Hey Brian.
I'm still thinking whether it is what I want - or not ;-)
Assume the following (arguably a bit made up) example:
One has a metric that counts the number of failed drives in a RAID. One drive fails so some alert starts firing. Eventually the computing centre replaces the drive and it starts rebuilding (guess it doesn't matter whether the rebuilding is still considered to cause an alert or not). Eventually it finishes and the alert should go away (and I should e.g. get a resolved message).
But because of keep_firing_for, it doesn't stop straight away.
Now before it does, yet another disk fails.
But for Prometheus, with keep_firing_for, it will be like the same alert.
As said, this example is a bit made up, because even without the keep firing for, I wouldn't see the next device if that fails *while* the first one is still failing.
But the point is, I will loose follow up alerts that are close to a previous one, when I use keep_firing_for to solve the flapping problem.
Also, depending on how large I have to set keep_firing_for, I will also get resolve messages later... which depending on what one does with the alerts may also be less desirable.
Well what I meant is basically the same as a above, just outside of the flapping scenario (in which, I guess, the scrape failures last never longer than perhaps 1-10 mins):
- Imagine I have a node with several alerts firing (e.g. again that some upgrades aren't installed yet, or root fs has too much utilisation, things which typically last unless there's some manual intervention).
- Also, I have e.g. set my alert manager, to repeat these alerts say once a week (to nag the admin to finally do something about it).
What I'd expect should happen is e.g. the following:
- I already got the mails from the above alerts, so unless something changes, they should only be re-sent in a week.
- If one of those alerts resolves (e.g. someone frees up disk space), but disk space runs over my threshold again later, I'd like a new notification - now, not just in a week.
(but back now to the situation, where the alert is still running from the first time and only one mail has been sent)
What I e.g. I reboot the system. Maybe the admin upgraded the packages with security updates and also did some firmware upgrades which easily may take a while (we have servers where that runs for an hour or so... o.O).
So the system is down for one hour in which scraping fails (and the alert condition would be gone) and any reasonable keep_firing_for: (at least reasonable with it's current semantics) will also have run out already.
The system comes up again, but the over utilisation of the root fs is still there and the alert that had already fired before begins again respectively continues to do so.
At that point, we cannot really know,whether it's the same alert (i.e. the alert condition never resolved) or whether it's a new one (it did resolve but came back again.
(Well in my example we can be pretty sure it's the same one, since I rebooted - but generally speaking, when scrapes fail for a longer while, e.g. the network might be down, we cannot really know).
So question is, what would one want? A new alert (and new notification) or the same ongoing alert (and no new notification)?
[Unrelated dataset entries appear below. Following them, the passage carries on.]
PR #242, opened 2019-08-12
Updated default context dir value as ansible-stacks no longer exists

garethahealy:
#### What is this PR About?
The default context dir value does not exist. Directory without *-stacks exists.

#### How do we test this?
Process yaml and apply


garethahealy:
- https://github.com/redhat-cop/containers-quickstarts/commit/60a5b004fd8ab8723cff775da33f7146c5f72360

PR #250, opened 2019-09-03
Fix sonarqube builds and use latest release

pabrahamsson:
#### What is this PR About?
The latest upstream release of Sonarqube will not run on Openshift. This PR will let you disable memory mapping for Elasticsearch and let Sonarqube start.
It will also let you specify the upstream version of Sonarqube and thus you can revert to `7.7-community` release if you don't want to disable memory mapping in Elasticsearch.

#### How do we test this?
Follow instructions in README


InfoSec812:
This is FANTASTIC. Thanks @pabrahamsson APPROVED!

Prometheus of course doesn't seem to track the state of an alert (at least not as far as I understand), except for keep_firing_for.
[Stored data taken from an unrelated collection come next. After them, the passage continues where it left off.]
PR #260, opened 2019-10-01
Issue 259: Nexus OpenShift plugin

InfoSec812:
#### What is this PR About?
This provides a configuration for deployment of Nexus repository manager along with the OpenShift/Kubernetes configuration plugin

#### How do we test this?
1. Install Ansible on your local machine
1. Log on to the OpenShift cluster with the CLI
1. Import the `sonatype/nexus-repository-manager` image as an ImageStream into the `openshift` namespace
   * `oc import-image sonatype/nexus-repository-manager --from=registry.connect.redhat.com/sonatype/nexus-repository-manager --confirm`
2. Clone this repository and open a terminal in the root of the project
3. Change directory to `./nexus/test`
4. Install the OpenShift Applier role(s)
   1. `ansible-galaxy install -r requirements.yml -p ./roles`
5. Run the applier playbook
   1. `ansible-playbook -i inventory test.yml`
6. Wait for the Nexus application to become available
7. Open the Nexus page and attempt to log on as `admin` with password `thisismytestpassword`
   1. If this works, the container is correct.


nexus/test/apply.retry
```diff
@@ -0,0 +1 @@
+localhost
```
pabrahamsson: Please remove this file

nexus/test/inventory/group_vars/seed-hosts.yml
```diff
@@ -0,0 +1,62 @@
...
+  deploy:
+    VOLUME_CAPACITY: 10Gi
+    MEMORY_LIMIT: 2Gi
+    CONTAINER_IMAGE: sonatype/nexus3:latest
+
+openshift_cluster_content:
+- object: Environment Setup
+  content:
+  - name: Create Projects
+    template: "https://raw.githubusercontent.com/redhat-cop/cluster-lifecycle/v3.9.0/files/projectrequest/template.yml"
```
pabrahamsson: Can we switch to use `{{ openshift_templates_raw }}/{{ openshift_templates_raw_version }}/project-requests/create-project.yml`?

nexus/test/requirements.yml
```diff
@@ -0,0 +1,8 @@
+# This is the Ansible Galaxy requirements file to pull in the correct roles
+# to support the operation of CASL provisioning/runs.
+
+# From 'openshift-applier'
+- name: openshift-applier
+  scm: git
+  src: https://github.com/redhat-cop/openshift-applier
+  version: v2.0.8
```
pabrahamsson: Please update to `v2.1.1` so this also works on OCP 4

nexus/test/inventory/group_vars/seed-hosts.yml
```diff
@@ -27,7 +27,7 @@ openshift_cluster_content:
 - object: Environment Setup
   content:
   - name: Create Projects
-    template: "https://raw.githubusercontent.com/redhat-cop/cluster-lifecycle/v3.9.0/files/projectrequest/template.yml"
+    template: "{{ openshift_templates_raw }}/{{ openshift_templates_raw_version }}/projectrequest/template.yml"
```
pabrahamsson: Please see my original comment regarding the url as this one will give you 404.

nexus/Dockerfile
```diff
@@ -0,0 +1,16 @@
+FROM image-registry.openshift-image-registry.svc:5000/openshift/nexus-repository-manager
```
pabrahamsson: Can you please verify that this works on both OCP 3 & 4?
If this only works on 4 then I think we need to be explicit about that in the README.

garethahealy:
@InfoSec812 few comments.

1. Looking at the structure, all the applier related ansible lives under /test, where as the standard location currently is .applier; see: https://github.com/redhat-cop/containers-quickstarts/tree/master/build-s2i-executable - would be better to follow whats already been done.
2. You've included a template but upstream already provides one here: https://github.com/sonatype/docker-rhel-nexus/blob/master/OpenShift/nexus-rhel.json - should we not use the nexus upstream version?
3. As @pabrahamsson mentioned, image uses a svc name from OCP4 which wont work on OCP3 by default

So it will always consider this a new alert (unless keep_firing_for is in effect).
But in practise, from a sysadmin PoV, I'd likely want it to consider the alert the same (and sent no new notification, until in one week).
Why? Well, even if it was actually a new alert I cannot know anyway (since there is no monitoring). And I will know that something is fishy on the system, because I have gotten another alert, that it was down (so if I want, I can investigate in more depth).
Apart from that, newly send alerts - after I had e.g. my little firmware upgrades downtime - would be rather like spam.
It's basically the same scenario as above with the flapping alerts, just that i takes expectedly much longer, and one likely doesn't want to set keep_firing_for: (in it's current implementation) to anything longer than ~10m, because otherwise resolved messages would come in quite delayed.
Again, I think a solution my be an alternative to keep_firing_for: which takes into account whether the respective target is up or not. And this should IMO then even allow to set an infinite value, which would cause the alert to keep firing unless Prometheus saw at least once no outcome from the expression, while the target was up.
"Target" might need to be actually targetS ... if one can combine them together in an expression.